Anyone hear if this will work for two receivers? This could be a good excuse to swap out my dishplayers before the Superdish is installed and they don't work anymore (The Dishplayer is one of the older receivers that won't work with the Superdish)


----------



## Phil T (Mar 25, 2002)

Bob, I am in the same boat as you. I have a 6000, a 501 & a Dishplayer. My famly is hooked on PVR and I am hooked on HD. I will either have to get a adapter for the Dishplayer or upgrade to a 510/522/721 when the Superdish comes out.
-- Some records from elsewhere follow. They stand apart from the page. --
PR #10519, opened 2021-10-10
Bump php-cs-fixer from 2.16.10 to 2.19.2

dennisameling:
| Q                                      | A
| -------------------------------------- | ---
| Bug fix? (use the a.b branch)          | N/A
| New feature/enhancement? (use the a.x branch)      | N/A
| Deprecations?                          | no
| BC breaks? (use the c.x branch)        | no
| Automated tests included?              | N/A
| Related user documentation PR URL      | N/A
| Related developer documentation PR URL | N/A
| Issue(s) addressed                     | Fixes #... 

#### Description:

This bump is needed for two reasons:
- Marketplace installing/removing PR: https://github.com/mautic/mautic/pull/10518 - the `composer/composer` package we're adding there requires `composer/xdebug-handler` 2.0 and higher - php-cs-fixer was blocking this, but they added support in [2.18.6](https://packagist.org/packages/friendsofphp/php-cs-fixer#v2.18.6)
- PHP 8 support ([added in 2.17.0](https://packagist.org/packages/friendsofphp/php-cs-fixer#v2.17.0)) - needed for https://github.com/mautic/mautic/pull/9969

Some remarks:
- `.php_cs` was deprecated. Renamed to `.php-cs-fixer.php`
- `PhpCsFixer\Config::create()` was deprecated. Replaced with `new PhpCsFixer\Config()`
- `binary_operator_spaces` config items were deprecated. Updated in https://github.com/mautic/mautic/pull/10519/commits/50584fddb1f140d2345641fa90a8d8418ae19da9
- Disabled `no_alternative_syntax` as it replaces all `endif`, `endforeach`, etc. with curly brackets, which we use extensively in our PHP templates. It led to 800+ changed files. We probably want to wait with this until we've switched to Twig for templating (required in Symfony 5)

#### Steps to test this PR:

1. Load up [this PR](https://mautibox.com)
2. Check if Mautic's functionality still works as expected. No functional changes should be observed, but this is largely covered by automated tests already.

PR #10503, opened 2021-10-03
Add redirect response event 

kuzmany:
| Q                                      | A
| -------------------------------------- | ---
| Bug fix? (use the a.b branch)          | [ ]
| New feature/enhancement? (use the a.x branch)      | [ ]
| Deprecations?                          | [ ]
| BC breaks? (use the c.x branch)        | [ ]
| Automated tests included?              | [ ] 
| Related user documentation PR URL      | mautic/mautic-documentation#... 
| Related developer documentation PR URL | mautic/developer-documentation#... 
| Issue(s) addressed                     | Fixes #... 

#### Description:
This PR add redirect response event to allow developers extend redirect logic. For example you can add you own page before redirect to page. For example you can display ad or some validation page before go to page. 

#### Steps to test this PR:

1. Load up [this PR](https://mautibox.com)
2.

<a href="https://gitpod.io/#https://github.com/mautic/mautic/pull/10503"></a>

PR #10497, opened 2021-10-01
Fix salesforce sync companies even are disabled

kuzmany:
| Q                                      | A
| -------------------------------------- | ---
| Bug fix? (use the a.b branch)          | [ ]
| New feature/enhancement? (use the a.x branch)      | [ ]
| Deprecations?                          | [ ]
| BC breaks? (use the c.x branch)        | [ ]
| Automated tests included?              | [ ] 
| Related user documentation PR URL      | mautic/mautic-documentation#... 
| Related developer documentation PR URL | mautic/developer-documentation#... 
| Issue(s) addressed                     | Fixes #... 

#### Description:

This PR prevent  error of Salesforce

`mautic.NOTICE: Doctrine\DBAL\Exception\SyntaxErrorException: An exception occurred while executing 'SELECT i.integration_entity_id, i.integration_entity, i.id, i.internal_entity_id,l. FROM integration_entity i INNER JOIN companies l ON l.id = i.internal_entity_id WHERE (i.integration = ?) AND (i.integration_entity = ?) AND (i.internal_entity = ?) AND ((i.integration_entity_id IS NOT NULL) AND (((i.last_sync_date IS NOT NULL) AND (l.date_modified > i.last_sync_date)) OR ((i.last_sync_date IS NULL) AND (l.date_modified IS NOT NULL) AND (l.date_modified > l.date_added)))) AND (l.companyname IS NOT NULL) AND (l.date_modified BETWEEN ? and ?) LIMIT 100' with params ["Salesforce", "Account", "company", "2021-09-30 01:04:06", "2021-09-30 01:24:06"]:  SQLSTATE[42000]: Syntax error or access violation: 1064 You have an error in your SQL syntax; check the manual that corresponds to your MySQL server version for the right syntax to use near 'FROM integration_entity i INNER JOIN companies l ON l.id = i.internal_entity_id ' at line 1 (uncaught exception)`

#### Steps to test this PR:

1. Load up [this PR](https://mautibox.com)
2. Setup Salesforce but not setup Account/Activity
3. Check Salesforce If you have some contacts/companies to sync
4. Then you can run `php bin/console mautic:integration:fetchleads --time-interval="60 minutes" --integration=Salesforce`
5. You should see error 

[...]

PR #10495, opened 2021-10-01
Fix Preferance Center Javascript issue

mabumusa1:
| Q                                      | A
| -------------------------------------- | ---
| Bug fix? (use the a.b branch)          | Yes
| New feature/enhancement? (use the a.x branch)      | No
| Deprecations?                          | No
| BC breaks? (use the c.x branch)        | No
| Automated tests included?              | [ ] 
| Related user documentation PR URL      | mautic/mautic-documentation#... 
| Related developer documentation PR URL | mautic/developer-documentation#... 
| Issue(s) addressed                     | Fixes #9268

#### Steps to test this PR:

1. Load up [this PR](https://mautibox.com)
2. Activate preference center.
3. There will be no error log in javascript console, when changing checkboxes

PR #10520, opened 2021-10-10
Fix Codecov on 4.0 branch

dennisameling:
A problematic PR was merged recently (https://github.com/mautic/mautic/pull/10482) that is causing all new PRs to the `4.0` branch to fail on the code coverage report (you can specifically see files like `MailHelper.php` having decreased coverage).

The problematic PR probably had a wrong base commit (or a similar issue) and it might've been better to investigate the issue in that PR rather than merging it 😉 something for next time!

@RCheesley we can get back into a working state by simply merging this PR. We just need something to be merged so that the code coverage can recover itself, so I figured that simply bumping the version to 4.0.2-beta would be appropriate here (see the Files changed tab). After that, the following PRs will need to be updated so that they'll have correct code coverage reports:
- https://github.com/mautic/mautic/pull/10519
- https://github.com/mautic/mautic/pull/10509
- https://github.com/mautic/mautic/pull/10503
- https://github.com/mautic/mautic/pull/10497
- https://github.com/mautic/mautic/pull/10495
- https://github.com/mautic/mautic/pull/10489
- https://github.com/mautic/mautic/pull/10486

### DIFF
--- a/app/release_metadata.json
+++ b/app/release_metadata.json
@@ -1,6 +1,6 @@
 {
-  "version": "4.0.1",
-  "stability": "stable",
+  "version": "4.0.2-beta",
+  "stability": "beta",
   "minimum_php_version": "7.4.0",
   "maximum_php_version": "8.0.99",
   "show_php_version_warning_if_under": "7.4.0",


RCheesley:
OK makes sense, that PR was due to an existing PR which was to be merged but was on the wrong branch and it wasn't noticed until right at the point of release where we were going to merge. Definitely something to be more aware of earlier in the process!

Either way it looks like I am going to have to spend some $$ to get HD and keep my PVR's. (or is it DVR's)


----------



## BobMurdoch (Apr 24, 2002)

Plus the Dishplayers are getting a decent resale price right now (I don't know how long this will last as people realize they won't work with the Superdish)


----------



## Jacob S (Apr 14, 2002)

SuperDish compatibility is one fine example of why they should have the receivers capable of memory upgrades so they do not become obsolete when new technology comes out or when upgrades are needed. As technology continues to change and at a faster pace this will become more and more important.


----------



## Karl Foster (Mar 23, 2002)

This isn't in the Dish PVR forum area because......?


----------



## IndyMichael (Jan 25, 2003)

Two year commitment? What are they smoking? If they don't add College Sports tv, and waive the 510 fee for AT150 subscribers by the time my one year commitment is up in December, I'm going with DirecTv.


----------



## Filip1 (Sep 3, 2002)

Bob, The $99 deal for a 510 upgrade, is for one receiver. I ordered one yesterday, and the "install" is Tuesday. I am replacing one of my 501's. I considered getting a second at $149, but one csr said they could do this then another said no. Finally i just decided to stay with the one 99 dollar upgrade. I already get the all-everything pack, and always will so the fee doesn't bother me personally. On the other hand I let them know how stupid I thought the extra fee was.


----------